■ To do ■
Using the data below, determine the number of lines that include the string "public". Write only that number.

■ Information supplied ■
PR #1129, opened 2021-10-21

hyoklee:
This will fix the following warning:

```h5dumpgentest.c:10258:5: warning: cast from 'long double **' to 'long double *'  increases required alignment from 8 to 16 [-Wcast-align]```

### DIFF
--- a/test/h5test.h
+++ b/test/h5test.h
@@ -210,7 +210,7 @@ H5TEST_DLLVAR MPI_Info h5_io_info_g; /* MPI INFO object for IO */
                                                                                                              \
         ARR = (TYPE **)HDmalloc(h5taa_pointers_size + h5taa_data_size);                                      \
                                                                                                              \
-        ARR[0] = (TYPE *)(ARR + (DIMS_I));                                                                   \
+        ARR[0] = (void *)(ARR + (DIMS_I));                                                                   \
                                                                                                              \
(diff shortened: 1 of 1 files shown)

### CODE REVIEW

**Review by byrnHDF — APPROVED** [review]

File: test/h5test.h [hunk 1]
```diff
@@ -210,7 +210,7 @@ H5TEST_DLLVAR MPI_Info h5_io_info_g; /* MPI INFO object for IO */
                                                                                                              \
         ARR = (TYPE **)HDmalloc(h5taa_pointers_size + h5taa_data_size);                                      \
                                                                                                              \
-        ARR[0] = (TYPE *)(ARR + (DIMS_I));                                                                   \
+        ARR[0] = (void *)(ARR + (DIMS_I));                                                                   \
```
gnuoyd, line 213: This is a place where the warning is easy to suppress but the alignment may still be wrong.

I believe `DIMS_I` and `DIMS_J` are constant. If so, then you can malloc a `struct { TYPE *rows[DIMS_I]; TYPE values[DIMS_I * DIMS_J]; } *prototype;`, initialize all `DIMS_I` pointers in `rows`, and then set `ARR` to `&prototype->rows[0]`.

derobins: As in #1130, I agree with Dave. Casting to a void pointer to make the compiler quiet is probably not the best fix here.

gnuoyd:
I believe #1169 fixed this?

lrknox:
Fixed by #1169

PR #1130, opened 2021-10-21

hyoklee:
This will remove ``` warning: cast from 'unsigned char *' to 'H5R_ref_t *' increases  required alignment from 1 to 8 [-Wcast-align]```.

### DIFF
--- a/tools/lib/h5tools.c
+++ b/tools/lib/h5tools.c
@@ -1893,11 +1893,10 @@ render_bin_output(FILE *stream, hid_t container, hid_t tid, void *_mem, hsize_t 
 
                     for (block_index = 0; block_index < block_nelmts; block_index++) {
                         mem = ((unsigned char *)_mem) + block_index * size;
-                        if ((region_id = H5Ropen_object((H5R_ref_t *)mem, H5P_DEFAULT, H5P_DEFAULT)) < 0)
+                        if ((region_id = H5Ropen_object((void *)mem, H5P_DEFAULT, H5P_DEFAULT)) < 0)
                             H5TOOLS_INFO("H5Ropen_object H5T_STD_REF failed");
                         else {
-                            if ((region_space = H5Ropen_region((H5R_ref_t *)mem, H5P_DEFAULT, H5P_DEFAULT)) >=
-                                0) {
+                            if ((region_space = H5Ropen_region((void *)mem, H5P_DEFAULT, H5P_DEFAULT)) >= 0) {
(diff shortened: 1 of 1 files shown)


byrnHDF (approved):

tools/lib/h5tools.c
```diff
@@ -1893,11 +1893,10 @@ render_bin_output(FILE *stream, hid_t container, hid_t tid, void *_mem, hsize_t
 
                     for (block_index = 0; block_index < block_nelmts; block_index++) {
                         mem = ((unsigned char *)_mem) + block_index * size;
-                        if ((region_id = H5Ropen_object((H5R_ref_t *)mem, H5P_DEFAULT, H5P_DEFAULT)) < 0)
+                        if ((region_id = H5Ropen_object((void *)mem, H5P_DEFAULT, H5P_DEFAULT)) < 0)
                             H5TOOLS_INFO("H5Ropen_object H5T_STD_REF failed");
                         else {
-                            if ((region_space = H5Ropen_region((H5R_ref_t *)mem, H5P_DEFAULT, H5P_DEFAULT)) >=
-                                0) {
+                            if ((region_space = H5Ropen_region((void *)mem, H5P_DEFAULT, H5P_DEFAULT)) >= 0) {
```
gnuoyd, line 1899: Is `mem` guaranteed to be 8-byte aligned? If it is not, then the behavior of accesses through the `H5R_ref_t` pointer in calls under `H5Ropen_object((void *)mem, ...)` may be undefined.

If the `H5R_ref_t` in the `size` bytes at `mem` is known to be well-formed, then one way to quiet the alignment warning is to copy the bytes to an `H5R_ref_t`-aligned local variable, and then pass a pointer to the local variable instead of to `mem`. I'm not sure if that is the right way, here, though, because it looks like `H5Ropen_object` may modify the `H5R_ref_t`.

derobins: I feel like this needs much more careful consideration than simply trying to make the compiler quiet.

hyoklee: @derobins and @gnuoyd, can you guys come up with a simple test C program, add it into our test suite, and fails due to this change?

derobins: @hyoklee The problem is that the behavior is going to be implementation-specific. We may not even have access to a platform that fails.

gnuoyd:
#1171 resolved this.

gnuoyd:
@hyoklee, this is resolved by #1171, correct?

hyoklee:
@gnuoyd yes

PR #1136, opened 2021-10-22

hyoklee:
This will remove ```warning: variable 'fid' is used uninitialized whenever 'if' condition is true [-Wsometimes-uninitialized]```.

### DIFF
--- a/test/swmr.c
+++ b/test/swmr.c
@@ -5220,7 +5220,7 @@ test_file_lock_swmr_concur(hid_t H5_ATTR_UNUSED in_fapl)
 static int
 test_file_lock_swmr_concur(hid_t in_fapl)
 {
-    hid_t fid;                     /* File ID */
+    hid_t fid = -1;                /* File ID */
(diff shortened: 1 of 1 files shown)


test/swmr.c
```diff
@@ -5220,7 +5220,7 @@ test_file_lock_swmr_concur(hid_t H5_ATTR_UNUSED in_fapl)
 static int
 test_file_lock_swmr_concur(hid_t in_fapl)
 {
-    hid_t fid;                     /* File ID */
+    hid_t fid = -1;                /* File ID */
```
byrnHDF: Instead of -1 use H5INVALID_ID

derobins: See my comments in #1137

derobins: Also, as a rule, I initialize all IDs to H5I_INVALID_HID as it makes cleanup easier.

lrknox (approved):

byrnHDF (approved):

PR #1137, opened 2021-10-23

hyoklee:
This removes ```warning: variable 'X' is used uninitialized whenever 'if' condition is true [-Wsometimes-uninitialized]``` where X occurs in many places.

### DIFF
--- a/test/cork.c
+++ b/test/cork.c
@@ -304,8 +304,8 @@ verify_obj_dset_cork(hbool_t swmr)
     hid_t       aid  = -1;            /* Attribute ID */
     hid_t       sid = -1, sid2 = -1;  /* Dataspace IDs */
     hid_t       did = -1, did2 = -1;  /* Dataset IDs */
-    hid_t       oid = -1;             /* Object ID */
-    hid_t       dcpl2;                /* Dataset creation property list */
+    hid_t       oid          = -1;    /* Object ID */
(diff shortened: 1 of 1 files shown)


test/cork.c
```diff
@@ -304,8 +304,8 @@ verify_obj_dset_cork(hbool_t swmr)
     hid_t       aid  = -1;            /* Attribute ID */
     hid_t       sid = -1, sid2 = -1;  /* Dataspace IDs */
     hid_t       did = -1, did2 = -1;  /* Dataset IDs */
-    hid_t       oid = -1;             /* Object ID */
-    hid_t       dcpl2;                /* Dataset creation property list */
+    hid_t       oid          = -1;    /* Object ID */
```
byrnHDF: Instead of -1 use the H5I_INVALID_HID

derobins: The library is inconsistent about using -1 vs H5I_INVALID_HID, but the latter is more idiomatic and preferred. I'm not a huge fan of C's type sloppiness.

derobins: I've been trying to switch code over as I work on tests (the library uses H5I_INVALID_HID almost exclusively now). I'd appreciate the change here but that doesn't need to hold the merge.

lrknox (approved):

byrnHDF (approved):
Thanks for changing the "-1" elements.
Going forward we should ask that the ids are declared vertically and individually for better visual aesthetics.

PR #2397, opened 2023-01-06
Determine if native connector is terminal

qkoziol:
Use H5VLobject_is_native to determine if the native connector is the terminal connector.


derobins (approved):

byrnHDF (changes requested):
Of course that changes a public API, but we don't publish the tools API, so it should be in a release note.

derobins:
I don't consider the tools API a public API. It's like the test API.

qkoziol:
That's confusing - if it's unpublished, why is a release note required?

byrnHDF (approved):
Would prefer a release note.

PR #2407, opened 2023-01-17
Include shlwapi.h explicitly on Windows

### LINKED ISSUE #2396: src\H5FDs3comms.c(944,13): : error : call to undeclared function 'StrStrIA'; ISO C99 and later do not support implicit function declarations [-Wimplicit-function-declaration]
ONEapi Intel C Compiler on windows cannot find StrStrIA(A, B)

30>    start = HDstrcasestr(headerresponse, "\r\nContent-Length: ");
30>            ^
30>hdfsrc\src/H5win32defs.h(84,31): note: expanded from macro 'HDstrcasestr'
30>#define HDstrcasestr(A, B)    StrStrIA(A, B)

mkitti:
This fixes builds on mingw32 and other compilers.

I suspect this will fix https://github.com/HDFGroup/hdf5/issues/2396 , #2408

### DIFF
--- a/config/cmake/ConfigureChecks.cmake
+++ b/config/cmake/ConfigureChecks.cmake
@@ -131,6 +131,8 @@ CHECK_INCLUDE_FILE_CONCAT ("netdb.h"         ${HDF_PREFIX}_HAVE_NETDB_H)
 CHECK_INCLUDE_FILE_CONCAT ("arpa/inet.h"     ${HDF_PREFIX}_HAVE_ARPA_INET_H)
 if (WINDOWS)
   CHECK_INCLUDE_FILE_CONCAT ("shlwapi.h"         ${HDF_PREFIX}_HAVE_SHLWAPI_H)
+  # Checking for StrStrIA in the library is not relaible for mingw32 to stdcall
+  set (LINK_LIBS ${LINK_LIBS} "shlwapi")
 endif ()
 
 ## Check for non-standard extension quadmath.h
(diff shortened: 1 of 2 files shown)


mkitti:
xref: https://learn.microsoft.com/en-us/windows/win32/api/shlwapi/nf-shlwapi-strstria

jhendersonHDF (approved):

mkitti:
<strike>Hmm, this alone may not be sufficient. `shlwapi` may also needed to be added to `LINK_LIB` when the header is detected. Testing again.</strike>

edit: [d300feb](https://github.com/HDFGroup/hdf5/pull/2407/commits/d300febacda44b5f81d7d882c6f45b56c0424c97) is sufficient, I just forgot to apply the patch.

mkitti:
During configuration this still occurs in the mingw32 environment.

```
-- Looking for StrStrIA in shlwapi;m;ws2_32;wsock32
-- Looking for StrStrIA in shlwapi;m;ws2_32;wsock32 - not found
```

This is due to name mangling that occurs in 32-bit windows with stdcall:
```
$ nm /mingw64/lib/libshlwapi.a  | grep StrStrIA
0000000000000000 I __imp_StrStrIA
0000000000000000 T StrStrIA

$ nm /mingw32/lib/libshlwapi.a  | grep StrStrIA
00000000 I __imp__StrStrIA@8
00000000 T _StrStrIA@8
```

hmaarrfk:
Do you think it cleanly applies to 1.14.0? 
If so I'm going to test it in https://github.com/conda-forge/hdf5-feedstock/pull/188 if that is ok.

hmaarrfk:
I can confirm that this fixes things for the "windows" compiler, at least in terms of the segfault.

derobins (approved):

hmaarrfk:
didn't you want to fix the `mingw32` configuration?

mkitti:
> didn't you want to fix the `mingw32` configuration?

This addresses the issues for Windows-based compilation in general actually. Was there something else that needed to be addressed here?

hmaarrfk:
No. I'm just glad I got to test the fix before you merged anything.

emmenlau:
I think this PR opened a problem, because `shlwapi` is now a transitive dependency of hdf5, but this is not exposed via the cmake properties. Linking hdf5 on Windows leads to errors that can be resolved by linking `shlwapi`. But in cmake world, this dependency should be exposed from the cmake target.

So, since this commit, the following is no longer sufficient to link hdf5 for me:
```
  find_package(HDF5 MODULE REQUIRED COMPONENTS C)

  target_include_directories(libdeps SYSTEM INTERFACE ${HDF5_INCLUDE_DIRS})
  target_link_libraries(libdeps INTERFACE ${HDF5_C_LIBRARIES}) 
  target_compile_definitions(libdeps INTERFACE ${HDF5_DEFINITIONS})
```

mkitti:
@emmenlau I think the problem would be easier to track if to created a new issue.

PR #2409, opened 2023-01-18
Apply szip LINK_COMP_LIBS CmakeFilters.cmake patch from msys2 

mkitti:
Originally by @Biswa96

See
https://github.com/msys2/MINGW-packages/blob/master/mingw-w64-hdf5/hdf5-fix-find-szip.patch


byrnHDF (approved):

Biswa96:
Warning: A valid patch in msys2 may not mean it can be applied upstream. Please check if the change is compatible with the expected behavior in all use cases.

Also, I guess that the condition in the patch would be better if it was written like this `if (ZLIB_FOUND) ... else() ... endif()`.

CMakeFilters.cmake
```diff
@@ -59,9 +59,9 @@ if (HDF5_ENABLE_Z_LIB_SUPPORT)
       find_package (ZLIB NAMES ${ZLIB_PACKAGE_NAME}${HDF_PACKAGE_EXT} COMPONENTS static shared)
       if (NOT ZLIB_FOUND)
         find_package (ZLIB) # Legacy find
-        if (ZLIB_FOUND)
-          set (LINK_COMP_LIBS ${LINK_COMP_LIBS} ${ZLIB_LIBRARIES})
-        endif ()
+      endif ()
+      if (ZLIB_FOUND)
+        set (LINK_COMP_LIBS ${LINK_COMP_LIBS} ${ZLIB_LIBRARIES})
```
byrnHDF, line 64: This line should just be added to the if block that is next. (line 67)

byrnHDF (changes requested):
Looking further at this, there is another problem - once pass this section and ignoring the External build section, there is another set LINK_COMP_LIBS command.

CMakeFilters.cmake
byrnHDF: Look at line 94.  I think this set (LINK_COMP_LIBS line should replace the one at line 94 as that is the end of any ZLIB_FOUND checking and ZLIB_LIBRARIES is set correctly no matter which path was taken.

byrnHDF:
I will incorporate this into a new PR that will add FetchContent options that was implemented in hdf4 CMake.

mkitti:
I believe this was fixed by https://github.com/HDFGroup/hdf5/pull/2492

■ Answer to this problem ■
2